Integrating results from multi-omics level of evidence
To obtain a full picture of associations between regulation of mitochondrial-related genes and sepsis at different levels, we integrated results from three different gene regulation tiers. Since proteins were the ultimate expression products of genes and establishing evidence of causation at the protein level was a fundamental requirement, all three tiers of causal candidate genes in our classification were required to have genes causally associated with sepsis at the protein level. Based on this principle, we divided the causal candidate genes into three tiers using the following criteria: 1) tier 1 genes were defined to have gene-sepsis associations at protein abundance level (FDR-corrected P-value < 0.05), PPH4 of colocalization > 0.7, and associations with sepsis at both methylation and expression levels (FDR-corrected P-value < 0.05); 2) tier 2 genes were defined to have gene-sepsis association at protein abundance level (FDR-corrected P-value < 0.05), PPH4 of colocalization > 0.7, and associations with sepsis at methylation or expression levels (FDR-corrected P-value < 0.05); 3) tier 3 genes were defined to have gene-sepsis associations at protein abundance level (FDR-corrected P-value < 0.05), PPH4 of colocalization of ≥ 0.5 and < 0.7, and associations with sepsis at both methylation and expression levels (original P-value < 0.05). To further explore the potential regulation among gene methylation, expression, and protein abundance, we conducted MR analysis of the causal associations between mitochondrial-related gene methylation and expression, gene expression, and protein abundance.
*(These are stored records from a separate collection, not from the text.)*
PR #159, opened 2018-06-07
UIEH-391: Add RAML examples for requests and code cleanup

sduvvuri-ebsco:
## Purpose
Per UIEH-391, we wanted to add more examples for request payloads in PUT and POST requests so that its easier to come up with payloads for consumers, since we use JSON API spec.

## Approach
- Add examples for request payloads (Note: I touched only `/packages` and `/resources` endpoints so far because I know that there is WIP for the `/providers` endpoint, did not want to step on it and create conflicts).
- Cleanup existing examples by moving them into separate files and including them in existing RAML
- Ensure that its all valid by running raml-cop script

### DIFF
--- a/ramls/eholdings.raml
+++ b/ramls/eholdings.raml
@@ -153,69 +153,12 @@ types:
         description: OK
         body:
           application/vnd.api+json:
-            example: |
-              {
-                "data": [
-                  {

We further performed colocalization analysis for identified associations to rule out the possibility that the association is caused by linkage disequilibrium.
Ethics
Included studies had been approved by corresponding ethical review committees and all participants signed the consent forms.
Role of funders
The funders had no role in the study design, data collection, analysis, interpretation, manuscript preparation, or the decision to submit the manuscript for publication.